Some things have been very clear since I have been doing the tests:
I seem to ALWAYS test as a clear "NT" (Intuition, Thinking) and I personally don't complain about it because I have always been a highly intuitive thinking person.

The things I seem unable to figure out myself are whether or not I am an Introvert/Extrovert and whether I am a Judger/Perceiver.

*Introvert/Extrovert:*

I know for sure that I am a rather private person and I don't have any problems whatsoever spending several days without any contact to human beings.
I am NEVER bored. Simply don't know the feeling as I ALWAYS have tons of stuff I want to do, read, play, watch, create etc. etc.
So I guess I would fit into the "Introvert" Scheme, BUT: I also don't have any problems connecting with people, I am not shy at all and if I want to, I can be really outgoing and social. It all depends on the mood I am in.
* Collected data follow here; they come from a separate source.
PR #746, opened 2023-03-08
fix: type errors

ninnjak:
In the latest version there are type errors due to mixing imports and type imports. This PR splits the imports to generate valid type definitions.

Error examples:
Screenshot 2023-03-08 at 18 09 23
Screenshot 2023-03-08 at 18 09 48


jordansexton:
For reference: https://www.typescriptlang.org/docs/handbook/release-notes/typescript-4-5.html#type-modifiers-on-import-names

ninnjak:
I just tried recreating a simple repro for this and it works fine. After your comment about tsc version and the link you referenced. I realised I had the following typescript version in my package.json

```
"devDependencies": {
	"typescript": "4.4.4"
}
```

Which from your link points to the reason why i'm getting those errors:
"TypeScript 4.5 allows a type modifier on individual named imports, so that you can mix and match as needed."

I will just bump my typescript version and you can close this PR.

PR #752, opened 2023-03-16
feat: Update to 2.0.0 of the Solana Mobile Wallet adapter

steveluscher:
This fixes a bug where the app's `AppIdentity` would not be forwarded to the wallet when `reauthorize` was called, as demanded by the specification.

See https://github.com/solana-mobile/mobile-wallet-adapter/pull/416 for more.


jordansexton:
Looks great, thanks!

PR #754, opened 2023-03-17
Support versioned transactions in Nightly wallet adapter

Pawel-Szydlo:
This PR updates the Nightly wallet adapter to handle Solana versioned transactions.


jordansexton:
Looks great, thanks!

PR #760, opened 2023-03-31
Swap dapp-next (deprecated) for dapp-scaffold in PACKAGES.md

mikemaccana:
See https://github.com/solana-developers/solana-dapp-next/issues/2


mikemaccana:
Actually nevermind, dapp-scaffold is deprecated so it needs a warning. Will close and add that.

PR #761, opened 2023-03-31
Update docs for wallet standard

mikemaccana:
- Rewrite docs to focus on wallet-standard, and note that wallet adapters for individual wallet apps are deprecated
 - Make demo and demo code more prominent in README
 - Move deprecated individual wallet adapterlinks into DEPRECATED.md
 - Move current instructions from PACKAGES.md (not that they're smaller) to main README
 - Add notes that some community packages need updated for wallet-standard
 - Use relative links wherever possible (which keeps linsk working across forks)
 - Use a neater syntax (lists rather than markdown tables) so the markdown is viewable in terminal, VScode, and other apps that do not render markdown.
 - Remove APP.md as it doesn't use wallet-standard (we have link to demo code for something that does use wallet-standard)
 
 Separately this also uses JS-style indentation. 99% of projects on NPM, all developer documentation from large companies (Stripe, Twilio, etc) and all JS linters use 2 space indents by default, so it makes sense for demo code being presented to JS/TS developers to look the same as their existing code.


jordansexton:
Thanks for the initiative. I did a quick glance over this, but will need to do a more complete review. The adapters have not been deprecated, so I think this may be jumping the gun a bit. Some adapters are for wallets that need to load a third party library. There are also commonly-used wallets like Solflare which have not implemented the Wallet Standard, and others like Phantom which have, but the adapter provides functionality on iOS that isn't handled by MWA.

I imagine most of these adapters could be refactored so that the app instead loads a library which registers a Standard Wallet with the app, and there's no need for the `wallets` array of adapters passed to the `WalletProvider`. We could refactor and deprecate these adapters one by one, but this is a bigger effort than a doc change. Overall I think it's a good idea, but we don't want to deprecate support for a bunch of wallet adapters without pointing to an immediately useful alternative.

mikemaccana:
Got it - that sounds completely reasonable. 

Will the instructions in [`APP.md`](https://github.com/solana-labs/wallet-adapter/blob/master/APP.md#setup) that points towards importing specific named wallets from @solana/wallet-adapter-wallets mean the resulting dApp doesn't support other installed wallets (eg from `registerWallet`)? 

My concern after using https://github.com/solana-labs/dapp-scaffold is that new dApps won't support wallet-standard, which makes it harder for new wallets to be created on Solana and also wallets from other chains to add Solana support.

jordansexton:
> Will the instructions in [`APP.md`](https://github.com/solana-labs/wallet-adapter/blob/master/APP.md#setup) that points towards importing specific named wallets from @solana/wallet-adapter-wallets mean the resulting dApp doesn't support other installed wallets (eg from `registerWallet`)?

No, all Standard Wallets and Mobile Wallet Adapter are supported in the React `WalletProvider` automatically. Any adapters you instantiate and pass to provider don't change that.

It would be cool if you didn't have to pass any adapters at all though, and instead you just called something like e.g. `registerTorus` once, which would create a `Wallet` interface for Torus and call `registerWallet` with it, and then actually load the Torus libraries on the first `connect` call as we do in the adapter. This means that Torus would be able to take advantage of the full Wallet Standard feature API instead of the more limited adapter API.

It should be pretty straightforward to refactor most of the adapters to this. I'm all for (eventually) deprecating/EOL-ing all adapters that _could_ use the Wallet Standard directly though, since they really _should_ do that instead of making every app bundle their dependencies.

mikemaccana:
Hi @jordansexton I've replaced the changes here with a much smaller version that just adds some additional information about wallet adapter per our discussion, and doesn't mark individual adapters ads deprecated. It should hopefully be useful to anyone else implementing wallet adapter in future, see the [updated PR description](https://github.com/solana-labs/wallet-adapter/pull/761#issue-1649756908).

PR #219, opened 2022-08-24
Added example projects

shanshin:


src/main/kotlin/kotlinx/kover/util/Versions.kt
```diff
@@ -0,0 +1,40 @@
...
+
+internal class SemVer(val major: Int, val minor: Int, val patch: Int): Comparable<SemVer> {
+    companion object {
+        fun ofThreePartOrNull(version: String): SemVer? {
+            val parts = version.split(".")
+            if (parts.size != 3) return null
+
+            val major = parts[0].toIntOrNull()?: return null
+            val minor = parts[1].toIntOrNull()?: return null
+            val patch = parts[2].toIntOrNull()?: return null
```
sandwwraith, line 15: What about smthing like `1.2.3-SNAPSHOT`? I think it may be a case when someone wants to try locally-built agents.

What confuses me is that I personally would say I am more of an introvert but whenever I ask friends that know me well whether they see me as an introvert or an extrovert they seem to see me differently and many would never say that I come off as an introverted person.

*Judging/Perceiving:*

This one's tough as well: Initially I thought I was a "Perceiver" all the way but all the tests seem to think otherwise, always giving "Judging" the Edge over "Perceiving".
I often have problems with making final decisions about anything, especially with really unimportant stuff like "Which RPG class should I pick in the new Video Game" or decisions like that.
I absolutely obsess over decisions like these and making the absolute BEST decision for me personally, so I often spend several days or even weeks researching about the given options, making sure I don't miss anything of importance.

The story of my life is that I dabbled in many areas of interest, practiced intensely until I became real good real quick and then most often moved on: From practicing several musical instruments (some of them for 5-10 years) to self-teaching programming for a while to learning how to draw and paint (which I still do and have been studying at the University of Arts for the past 4 years) to producing my own video games with a small team of friends and acquaintances (been doing this for about 2 years now and at the moment this is my number one focus career-wise).

So, as I told you already, I did those tests many times and about 60-70% percent of them I tested as INTJ and the other times I tested as ENTP.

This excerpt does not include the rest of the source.